# Life Style Club > Desi Recipes >  Easy Black Forest cake

## raiazlan

Easy Black Forest cake recipe made with a cake mix, cherry pie filling, and whipped cream, along with shaved chocolate.

 
INGREDIENTS:

    * 1 chocolate cake mix, 2-layer size
    * 2 cups whipping cream or heavy cream
    * 2 tablespoons confectioners' sugar
    * 2 teaspoons vanilla extract
    * 1 can (21 ounces) cherry pie filling
    * 1 ounce shaved semisweet chocolate

PREPARATION:
Prepare chocolate cake following directions on package, making 2 round 9-inch layers.
Cool cake thoroughly.
In a small bowl, beat the cream with the confectioners' sugar and vanilla until stiff peaks form.
Place one cake layer on a cake plate and spread with about 3/4 cup of the whipped cream.
Top with half of the cherry pie filling, then top that with the second chocolate cake layer.
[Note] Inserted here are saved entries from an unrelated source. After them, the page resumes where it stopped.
PR #472, opened 2021-06-22
Longest relative wait (Fixes #355)

### LINKED ISSUE #355: Feature Request: "Longest Relative Wait" Order
Your lowest-level items are the ones that need to be reviewed most frequently in order to remember them, so weighing all items’ time in the review queue equally will make it more likely to answer wrong on low-level items compared to high-level ones.

Instead, for example, say you order by ratio, and you have an Apprentice 4 item (2 day wait to review it) that’s been sitting in your queue for a week. That item’s ratio is 3.5 (7/2), as that’s how many times longer you’ve waited to review it than recommended.

Then, say you also have a Guru 1 item (1 week wait) that’s been in queue for a month, so it has a ratio of 4 (28/7). That item then, since it has a higher ratio, has spent a longer relative time in the queue than the Apprentice item, and thus would be reviewed first under ratio sorting rules.

UInt2048:
Fixes #355 by adding longest relative wait order.

### DIFF
--- a/ios/Resources/Settings.storyboard
+++ b/ios/Resources/Settings.storyboard
@@ -169,6 +169,23 @@
                                             </subviews>
                                         </tableViewCellContentView>
                                     </tableViewCell>
+                                    <tableViewCell clipsSubviews="YES" contentMode="scaleToFill" preservesSuperviewLayoutMargins="YES" selectionStyle="blue" indentationWidth="10" textLabel="xUD-33-BDY" style="IBUITableViewCellStyleDefault" id="Cme-CY-xiB">
+                                        <rect key="frame" x="0.0" y="336" width="375" height="44"/>
+                                        <autoresizingMask key="autoresizingMask"/>
+                                        <tableViewCellContentView key="contentView" opaque="NO" clipsSubviews="YES" multipleTouchEnabled="YES" contentMode="center" preservesSuperviewLayoutMargins="YES" insetsLayoutMarginsFromSafeArea="NO" tableViewCell="Cme-CY-xiB" id="kLg-JQ-CMv">
+                                            <rect key="frame" x="0.0" y="0.0" width="375" height="44"/>
+                                            <autoresizingMask key="autoresizingMask"/>
+                                            <subviews>
+                                                <label opaque="NO" multipleTouchEnabled="YES" contentMode="left" insetsLayoutMarginsFromSafeArea="NO" text="Longest relative wait" textAlignment="natural" lineBreakMode="tailTruncation" baselineAdjustment="alignBaselines" adjustsFontSizeToFit="NO" id="xUD-33-BDY">
+                                                    <rect key="frame" x="16" y="0.0" width="343" height="44"/>
+                                                    <autoresizingMask key="autoresizingMask"/>
+                                                    <fontDescription key="fontDescription" type="system" pointSize="17"/>
+                                                    <nil key="textColor"/>
+                                                    <nil key="highlightedColor"/>
+                                                </label>
+                                            </subviews>
+                                        </tableViewCellContentView>
+                                    </tableViewCell>
                                 </cells>
                             </tableViewSection>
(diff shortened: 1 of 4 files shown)


UInt2048:
@davidsansome Could you take a look at this one?

ios/WaniKaniAPI/Sources/WaniKaniAPI/ProtobufExtensions.swift
```diff
@@ -131,23 +131,50 @@ public enum SRSStage: Int, CustomStringConvertible, Comparable, Strideable {
     }
   }
 
+  public static func duration(_ stage: SRSStage, _ accelerated: Bool) -> TimeInterval {
+    TimeInterval(hours(stage, accelerated) * 60 * 60)
+  }
+
+  private static func hours(_ stage: SRSStage, _ accelerated: Bool) -> Int {
```
davidsansome, line 138: It would be nicer to make this a non-static member function, make it do the `accelerated` (`itemLevel <= 2`) calculation itself, and have it return a TimeInterval. Both uses of this function do all those things anyway.

Something like:

```
public func duration(atItemLevel: Int) -> TimeInterval
```

ios/Resources/Settings.storyboard
```diff
@@ -169,6 +169,23 @@
...
+                                        <rect key="frame" x="0.0" y="336" width="375" height="44"/>
+                                        <autoresizingMask key="autoresizingMask"/>
+                                        <tableViewCellContentView key="contentView" opaque="NO" clipsSubviews="YES" multipleTouchEnabled="YES" contentMode="center" preservesSuperviewLayoutMargins="YES" insetsLayoutMarginsFromSafeArea="NO" tableViewCell="Cme-CY-xiB" id="kLg-JQ-CMv">
+                                            <rect key="frame" x="0.0" y="0.0" width="375" height="44"/>
+                                            <autoresizingMask key="autoresizingMask"/>
+                                            <subviews>
+                                                <label opaque="NO" multipleTouchEnabled="YES" contentMode="left" insetsLayoutMarginsFromSafeArea="NO" text="Longest relative wait" textAlignment="natural" lineBreakMode="tailTruncation" baselineAdjustment="alignBaselines" adjustsFontSizeToFit="NO" id="xUD-33-BDY">
```
davidsansome, line 179: I feel like "Longest relative wait" will need some more explanation here. It took 3 paragraphs in #355 to explain what it does.

Can you add a subtitle to this item with a 1-sentence description?
Maybe something like "Sort by amount of time since each item became available relative to its SRS level timing" ... I'm not sure that's very helpful though - maybe you have a better explanation?

davidsansome (approved):

ios/WaniKaniAPI/Sources/WaniKaniAPI/ProtobufExtensions.swift
UInt2048: Good idea. This has been implemented.

ios/Resources/Settings.storyboard
UInt2048: Done. You might need to tweak it a little since I'm not the best at storyboards :wink:

ios/WaniKaniAPI/Sources/WaniKaniAPI/ProtobufExtensions.swift
```diff
@@ -131,27 +131,39 @@ public enum SRSStage: Int, CustomStringConvertible, Comparable, Strideable {
...
+    case .enlightened:
+      return 10364400
+    case .unlocking, .burned:
+      return 0
+    }
+  }
+
+  public func minimumTimeUntilGuru(itemLevel: Int) -> TimeInterval {
+    var time: TimeInterval = 0, stage = self
+    while stage.category == .apprentice {
```
davidsansome, line 162: That's clever!

Issue #112, opened 2019-04-01
A bit more info


tedkulp:
This is by far my favorite Wanikani app.  But, sometimes I have to pop open AlliCrab just for two bit of information and am wondering if it's possible to add them.

1. Upcoming reviews in a list.  The graph is hard to read when you're really just looking for a count of what is coming up today.  Maybe the graph getting more info would be fine, but it's also nice to see what's coming up tomorrow.
1. Current counts of the different statuses.  Particularly how many are in Apprentice, since I generally use that to decide if I'm going to start some new lessons or not (I try to keep my Apprentice count below 100 so I don't accrue too many reviews).

Keep up the great work.  I know it's tough adding new features especially if they require a whole new screen.  But it's worth asking...  Thanks!

turtlemaster19:
Your second point has been partially added, but Tsurukame's "Novice" a.k.a. "Apprentice 1" isn't listed anywhere in the count. The first point I 100% agree should be added.

turtlemaster19:
@davidsansome, here is a possible picture of what it could look like. It would be very useful to see this number IMHO.
![7FB0256B-9C5A-4729-8712-F9DFE0387560](https://user-images.githubusercontent.com/46784000/69887388-42a4e880-12ac-11ea-831e-6db426cc6bbf.jpeg)

turtlemaster19:
The second point has now been implemented.

turtlemaster19:
A few notes a year later:

1. This is the request for the review forecast timeline details. This is definitely a good idea, but please don't create a new issue for it.
2. This is pretty much implemented. What I would like to see, though, is the total Apprentice count, as well as Apprentice I, II, III, IV counts.

Mercieral:
+1 for the second request here of showing the sub-stage breakdowns of apprentice and guru.

Some potential options I'm thinking of...

- Making the apprentice and guru list items at the bottom of the dashboard clickable (with some form of UI to indicate that they are clickable of course) and expand to show sub-srs level counts.
- Showing the sub counts inline on the apprentice and guru list items. (keep in mind narrow phone screens...)
- Setting to change the count between total vs sub-level counts.

PR #474, opened 2021-06-30
Upcoming reviews list view (Fixes #274)

### LINKED ISSUE #274: Breakdown the review count by SRS level
Since level ~40 I’m having trouble keeping up with reviews. So I try to at least do my Apprentice and Guru reviews, and pick at the higher levels when I can. Sorting reviews by SRS level is perfect for that. We have a total tally of the cards by SRS level and now ‘next level up review’ gives me a idea of when I have Apprentice lessons coming up.

But I have no idea of how many Guru, Master or Enlightened review I have queued up and if it’s getting better or worse. 

The details could be added to the All level list such as :

ALL LEVELS          REVIEWS / TOTALS
Apprentice             123 / 136
Guru                       834 / 1071
Master                   324 / 477
Enlightened          1217 / 1796
Burned                       - / 3085

### LINKED ISSUE #403: Include “potential reviews” in graph
I find the graph of upcoming reviews very helpful, but slightly lacking in one way. Say I have a stack of 50 reviews coming up at 10am. Maybe 40 of those are old items where the next review (if I get them right) is well in the future, and 10 of them are new items where they’ll show up in my review stack one or more times again just today. But currently, before I’ve tackled that stack of 50, there’s no indication of those extra reviews I’ll have in a few hours.

I understand that there is a difference between reviews that are definitely coming and predicted reviews that will come only if you do prior reviews at the earliest possible time and get them right, but I think showing the latter (in a different colour bar, I’d think something fainter to suggest the uncertainty) would be nice. Basically, “here are the reviews you’ll be doing if you do the definitely-scheduled ones at the earliest possible time and get them correct”. So if you wait and let reviews pile up, these prediction bars will also just shift back in time.

UInt2048:
Implements the first half of #112 by adding the list, and fixes #274 by breaking down the review count in the list by SRS (which can be toggled to item type)

The list is opened by tapping the graph, as if for more details.

### DIFF
--- a/ios/UpcomingReviewsChartItem.swift
+++ b/ios/UpcomingReviewsChartItem.swift
@@ -40,12 +40,12 @@ class UpcomingReviewsXAxisValueFormatter: IAxisValueFormatter {
 class UpcomingReviewsChartItem: NSObject, TKMModelItem {
   let upcomingReviews: [Int]
   let currentReviewCount: Int
-  let target: MainViewController
+  let target: NSObject
   let action: Selector
   let date: Date
 
   @objc init(_ upcomingReviews: [Int], currentReviewCount: Int, at date: Date,
-             target: MainViewController, action: Selector) {
+             target: NSObject, action: Selector) {
     self.upcomingReviews = upcomingReviews
     self.currentReviewCount = currentReviewCount
     self.date = date
@@ -64,7 +64,7 @@ class UpcomingReviewsChartItem: NSObject, TKMModelItem {
 
 class UpcomingReviewsChartCell: TKMModelCell {
   private let view: CombinedChartView
-  private var mainVC: MainViewController!
+  private var targetController: NSObject!
   private var action: Selector!
 
   override init(style: UITableViewCell.CellStyle, reuseIdentifier: String?) {
@@ -102,7 +102,7 @@ class UpcomingReviewsChartCell: TKMModelCell {
 
   override func update(with baseItem: TKMModelItem!) {
     let item = baseItem as! UpcomingReviewsChartItem
-    mainVC = item.target
+    targetController = item.target
     action = item.action
 
     var hourlyData = [BarChartDataEntry]()
@@ -149,6 +149,6 @@ class UpcomingReviewsChartCell: TKMModelCell {
   }
 
   override func didSelect() {
-    mainVC.perform(action)
+    targetController.perform(action)
   }
 }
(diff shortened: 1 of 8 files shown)


UInt2048:
@davidsansome Ready for review.

ios/UpcomingReviewsChartItem.swift
```diff
@@ -39,12 +40,17 @@ class UpcomingReviewsXAxisValueFormatter: IAxisValueFormatter {
 class UpcomingReviewsChartItem: NSObject, TKMModelItem {
   let upcomingReviews: [Int]
   let currentReviewCount: Int
+  let target: MainViewController
```
davidsansome, line 43: Change the type of this to `NSObject` or `NSObjectProtocol` to avoid the tight coupling

ios/UpcomingReviewsViewController.swift
```diff
@@ -0,0 +1,90 @@
...
+  // MARK: - UIView
+
+  override func viewWillAppear(_ animated: Bool) {
+    super.viewWillAppear(animated)
+    navigationController?.isNavigationBarHidden = false
+    date = UpcomingReviewsDateFormatter(Date())
+    rerender()
+  }
+
+  private typealias ReviewData = ReviewComposition
```
davidsansome, line 47: What's this type alias for?

ios/UpcomingReviewsViewController.swift
```diff
@@ -0,0 +1,90 @@
...
+
+  private func combineData(_ a: ReviewData, _ b: ReviewData) -> ReviewData {
```
davidsansome, line 49: This might make more sense as a method (or a + operator overload) on the ReviewComposition struct itself

davidsansome (approved):

ios/UpcomingReviewsChartItem.swift
UInt2048: Done.

ios/UpcomingReviewsViewController.swift
UInt2048: No longer needed, thanks!

ios/UpcomingReviewsViewController.swift
UInt2048: You're right. I forgot Swift had operator overloading... that's been fixed!

UInt2048:
@davidsansome I've implemented the requested changes.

Spread the side of the cake with half of the remaining whipped cream. Spoon remaining pie filling on top of cake, keeping it in the center. Spoon or pipe remaining cream around the cherries. Sprinkle the whipped cream around edge with shaved semisweet chocolate.
Serves 12.

----------


## esteem

wow.. ..thx   :Smile:

----------


## RAHEN

oh wao..an easy way to make forest cake...actually no egg.. :Big Grin:

----------


## sanacook

Wow... great

----------


## mrbaazi

itna mazedaar cake to garden mein baithke khana chahiye

----------


## balaria

sounds tasty

----------


## Tulip

wow thanks for the recipe rai.

----------


## chocolate

yummy yummy./......................

----------


## Putnambroune

Black forest cake's recipe here recipe  was really very nice and I like this recipe so much,this really very easy to make at home,and I will try also to made this cake at home and it make really nice and thanks for sharing.

----------